Полотенце выскальзывает из рук и падает на пол. Что она сказала? Кто умер?
Глава 25
Сердце замирает на пару мгновений. Нет, нет! Это не могло произойти! Не так! Не сейчас! Нет, я отказываюсь в это верить, он всегда выкарабкивался и выходил из больницы живым, что бы после выслушать мои причитания по поводу его алкоголизма!
С грохотом распахиваю дверь, и бью ее о стену. Обнаруживаю, что на кухне сидят Настя и Сергей, а у окна курит Илья.
– Повтори, что только что сказала! – требую у этой докторишки.
Она молчит, и лишь упрямо смотрит на меня. А по растерянным и кислым лицам парней я понимаю, что все верно расслышала. Папы больше нет.
Вносу щиплет, а по щекам текут безмолвные, жгучие слезы. Не в силах больше стоять на ногах, прислоняюсь к стене.
Папа умер. А меня даже рядом не было. Не смотрела, не ухаживала за ним, когда он так во мне нуждался. Я решала свои проблемы, в которые меня окунул с головой Молот. Почему-то думала, что и без родителей мне будет хорошо. Пусть спиваются, а я вырвалась из этого болота. А сейчас я понимаю, что просто бросила их. Предала!
Сердце пронзает тысяча невидимых раскалённых иголок. Как я могла такое сотворить! Когда они во мне так нуждаются!
«Нуждались», – поправляю сама себя.
Меня охватывает дикое отчаяние. Уже ничего нельзя изменить.
Даже сейчас я не рядом с мамой, чтобы поддержать ее. Я тут, в неизвестном доме, в окружении чужих людей. Которые к тому же меня ненавидят.

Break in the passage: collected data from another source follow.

PR #934, opened 2023-05-17
Initial OpenWrt setup

ndren:
This is an attempt to get set up for OpenWrt builds for GSoC 2023.

The code and comments are mostly unnecessary (noop) at the moment and the plan is to work on them to get a clean setup working. Currently I'd like to know if the code design is accurate. For example, is running `make download` a reasonable approach to getting build dependencies installed? (It is the official way to do this under OpenWrt, and does not compile anything, only downloads files.)

### DIFF
--- a/Build/OpenWrt.pm
+++ b/Build/OpenWrt.pm
@@ -1,0 +1,184 @@
+################################################################
+#
+# Copyright (c) 2017 SUSE Linux Products GmbH
+#
+# This program is free software; you can redistribute it and/or modify
+# it under the terms of the GNU General Public License version 2 or 3 as
+# published by the Free Software Foundation.
+#
+# This program is distributed in the hope that it will be useful,
+# but WITHOUT ANY WARRANTY; without even the implied warranty of
+# MERCHANTABILITY or FITNESS FOR A PARTICULAR PURPOSE.  See the
+# GNU General Public License for more details.
+#
+# You should have received a copy of the GNU General Public License
+# along with this program (see the file COPYING); if not, write to the
+# Free Software Foundation, Inc.,
+# 51 Franklin Street, Fifth Floor, Boston, MA 02110-1301, USA
+#
+################################################################
+
+package Build::OpenWrt;
+
+use strict;
+use warnings;
+use Build::Deb;
+use Build::Rpm;
+
+my $yamlxs = eval { require YAML::XS; $YAML::XS::LoadBlessed = 0; return 1 };
+my $yamlpp = eval { require YAML::PP; return YAML::PP->new };
+
+sub _have_yaml_parser {
+  return $yamlpp || $yamlxs ? 1 : undef;
+}
+
+sub _load_yaml {
+  my ($yaml) = @_;
+  my $data;
+  if ($yamlpp) {
+    $data = eval { $yamlpp->load_string($yaml) };
+    return $data;
+  }
+  if ($yamlxs) {
+    eval { $data = YAML::XS::Load($yaml) };
+    return $data;
+  }
+  die "Neither YAML::PP nor YAML::XS available\n";
+}
+
+sub _load_yaml_file {
+  my ($fn) = @_;
+  my $data;
+  if ($yamlpp) {
+    $data = eval { $yamlpp->load_file($fn) };
+    return $data;
+  }
+  if ($yamlxs) {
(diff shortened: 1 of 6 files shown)


ndren:
This PR is ready for review, let me know what you think. Thanks!

Build/OpenWrt.pm
```diff
@@ -0,0 +1,150 @@
...
+    return { error => "Failed to parse JSON file '$fn'" } unless defined $data;
+  } elsif (ref($fn) eq 'SCALAR') {
+    $data = _load_yaml($$fn);		# used in the unit test
+    return { error => "Failed to parse '$fn'" } unless defined $data;
+  } else {
+    $data = _load_yaml_file($fn);
+    return { error => "Failed to parse file '$fn'" } unless defined $data;
+  }
+  return $data;
+}
```
dcermak, line 81: I'm pretty certain you don't need this part, or at least not all of it. You should be fine with a json parser.

build-recipe-openwrt
```diff
@@ -0,0 +1,128 @@
+#################################################################
+#
+# OpenWrt specific functions.
+#
+# Adapted from Flatpak specific functions, see details below.
+#
+# Author: Tina Müller <tina.mueller@suse.com>
```
dcermak, line 7: This one is wrong ;-)

dcermak, line 7: You might want to change this part, at least the author is incorrect ;-)

build-recipe-openwrt
```diff
@@ -0,0 +1,128 @@
...
+        git clone "$URL" "$BUILD_ROOT/git"
+        sed -i "s|$URL|/git|" "$BUILD_ROOT/repo/$NAME/Makefile"
+    fi
+
+
+    chroot "$BUILD_ROOT" bash -c "cd sdk && grep localrepo feeds.conf.default || echo \"src-link localrepo /repo/\" >> feeds.conf.default"
+
+
+    # Download the dependencies
+    chroot "$BUILD_ROOT" /bin/bash -c "cd sdk && make download V=s"
```
dcermak, line 98: This will fail on OBS where networking is disabled.

Build/OpenWrt.pm
ndren: That makes sense, I wasn't sure whether a JSON parser was present inside the build system. I saw https://github.com/openSUSE/obs-build/blob/master/Build/SimpleJSON.pm but wasn't sure if that would work, and couldn't verify whether https://metacpan.org/dist/JSON was preinstalled.

build-recipe-openwrt
ndren: Thanks, let me know if this works.

Build/OpenWrt.pm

В груди все горит адским пламенем, терзая меня огнем. Я готова выть от боли.
Взгляд цепляется за Настю, которая, гордо задрав подбородок, смотрит на меня с презрением, какая же я никчемная, жалкая. От этого открытия тошно на душе. Я разворачиваюсь и иду к себе в комнату, слышу за спиной шаги догоняющего меня Сергея.
– Люба, послушай, это ради тебя…
Но даже не оборачиваюсь, сразу прохожу в комнату, закрыв дверь у его носа, щелкаю замком.

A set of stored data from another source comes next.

PR #938, opened 2023-06-19
configs/alp: add is_alp macro

danishprakash:
One of our use cases can do away with some of the complexity if `is_alp` were to be supported. If this is not planned for some reason, is there a way to identify builds on ALP and otherwise? Thanks


dcermak (approved):

Vogtinator:
You could just use `%if 0%{suse_version} >= 1600 && !0%{?is_opensuse}` instead

dirkmueller:
I think currently "ALP" is `== 1600`. I am not sure we want to have a "is_alp" macro everywhere before the tracks and versioning scheme is clarified. I'm leaning towards not merging that until that is clearer (just to prevent use)

danishprakash:
Thanks for the help, the above suggestions should do the job. Closing this PR.

PR #944, opened 2023-07-14
Pass-through --buildtool-opt

bmwiedemann:
Pass-through `--buildtool-opt` into VMs to fix

    osc build --vm-type=kvm --build-opt=--buildtool-opt=--noclean


adrianschroeter:
clean happens outside of the vm, why is that needed inside VM?

bmwiedemann:
This is about `rpmbuild` that now removes the BUILD dir after a successful build.
https://github.com/rpm-software-management/rpm/commit/b34333fa021c0ee7215714eeef96d1a2843ea08e

PR #945, opened 2023-07-25
[Helm] Add logic to define BUILD_PATH based on '_service' file

arsenalpoll:
This commit adds a block of code that checks if the _service directory exists. If it does, it parses the _service file to extract the `filename` and `extract` parameters. It then uses these values to define the `BUILD_PATH`.

### DIFF
--- a/build-recipe-helm
+++ b/build-recipe-helm
@@ -60,6 +60,19 @@ recipe_prepare_helm() {
 }
 
 recipe_build_helm() {
+    BUILD_PATH=
+    if [ -d "$BUILD_ROOT/$TOPDIR/BUILD/_service" ]; then
+      # get the packaging file name
+      FILENAME=$(cat $BUILD_ROOT/$TOPDIR/BUILD/_service | xmllint --xpath 'string(//param[@name="filename"])' -)
+      # get specified path
+      EXTRACT=$(cat $BUILD_ROOT/$TOPDIR/BUILD/_service| xmllint --xpath 'string(//param[@name="extract"])' -)
+      # define $BUILD_PATH
+      if [ -z "$EXTRACT" ]; then
+        BUILD_PATH="$FILENAME/"
+      else
+        BUILD_PATH="$FILENAME/$(dirname "$EXTRACT")"
+      fi
+    fi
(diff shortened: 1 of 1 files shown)


adrianschroeter:
A source directory in build area that you parse as xml????

Sorry, this looks highly suspicious, did you execute it once at least?

arsenalpoll:
> A source directory in build area that you parse as xml????
> 
> Sorry, this looks highly suspicious, did you execute it once at least?


@adrianschroeter  Hi, thank you very much for your reply.

This is my use example:
```xml
<services>
  <service name="obs_scm">
      <param name="scm">git</param>
      <param name="url">http://gitlab.xx.xx/abc/xyz.git</param>
      <param name="version">_none_</param>
      <param name="revision">origin/dev</param>
      <param name="filename">abc_xyz</param>
      <param name="extract">build/charts/crd/Chart.yaml</param>    
  </service>
</services>
```

`Chart.yaml` is extracted from the Git storage repository. 
`helm package` command needs to be executed within the path where the Chart.yaml is located, so I added the specified path.

My example helm chart.tgz directory tree:
```shell
[root@arsenal ]# tree abc_xyz
abc_xyz
├── Chart.yaml
├── templates
│   ├── k8s.ovn.org_routes.yaml
│   ├── network-crd.yaml
│   └── subnet-crd.yaml
└── values.yaml
```

Content under the git repository path `build/charts/crd/` 
image

build-recipe-helm
```diff
@@ -60,6 +60,19 @@ recipe_prepare_helm() {
 }
 
 recipe_build_helm() {
+    BUILD_PATH=
+    if [ -d "$BUILD_ROOT/$TOPDIR/BUILD/_service" ]; then
+      # get the packaging file name
+      FILENAME=$(cat $BUILD_ROOT/$TOPDIR/BUILD/_service | xmllint --xpath 'string(//param[@name="filename"])' -)
```
adrianschroeter, line 66: you can not create a check that _service is a directory and afterwards reading it as an XML file.

also the "cat" command is quite pointless, you could add the file name to xmllint directly.

But what worries me most is that there should not be a source file in the BUILD directory at all, no?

Падаю на кровать и вот тут даю волю безутешным горьким слезам, содрогаясь всем телом. Плачу, уткнувшись в подушку, вою со всей болью и отчаяньем, которые одолели меня.
Слабая, никудышная я дочь! Должна была вытащить отца из этой алкогольной ямы, вылечить! А я тут бегаю туда-сюда! Взрослую из себя строю! Дура! Идиотка!

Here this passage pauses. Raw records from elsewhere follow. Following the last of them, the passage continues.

PR #177, opened 2019-01-09
Add full url to the pypi source for Source0

kekePower:
This PR adds the full URL to the pypi source for the Mageia spec.

I've tested it locally and it works and makes my job easier.


hroncok:
Wouldn't it be easier to adapt [%pypi_source](https://docs.fedoraproject.org/en-US/packaging-guidelines/Python/#_source_files_from_pypi) ([source](https://src.fedoraproject.org/rpms/python-rpm-macros/blob/master/f/macros.python-srpm#_83)) on Mageia distro level?

kekePower:
@hroncok 
Thanks for the suggestion.

I've asked on our dev mailinglist if this is possible.

Cheers.

kekePower:
pypi_source has been added to our tools. Thanks for the suggestion.

PR #187, opened 2019-07-07
Use logging.warning instead of the obsolete logging.warn.

gordonmessmer:
"logging.warn" is deprecated and generates hundreds of warnings during testing.  warning is present in 2.7 and all of the supported 3 releases:

https://docs.python.org/2.7/library/logging.html#logging.warning


gordonmessmer:
Are there any concerns with this patch?

https://docs.python.org/3/library/logging.html#logging.warning

hroncok:
Thanks. No concerns, I just wanted the CI to re-kick after the pytest dependency change.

А Юрка?! Из-за моей легкомысленности брат уже не увидит папу никогда…
– Люба! – сквозь туман горечи и слез пробивается голос Романа. – Люба, перестань, – слышу строгий и отчетливый приказ, – он не стоит таких слез.
Его жестокие слова бьют похлеще удара плети.
Вся зареванная, вскакиваю с кровати и бросаюсь на Молота с кулаками.
– Как ты смеешь! Кто ты такой, чтобы так говорить!
Он выставляет руки вперед и не дает толком себя ударить, что бесит меня еще сильнее.
– Тебе больно, я понимаю. Но я всего лишь озвучил правду. Ты ни в чем не виновата. Он сам выбрал водку, конец был предсказуем для него, – разъясняет мне будничным тоном Роман.
– Ах ты ж гад! Не смей! Это мой папа! Ты не имеешь права! – в приступе истерики, колочу его повсюду, куда только попаду. – Гад! Это все из-за тебя!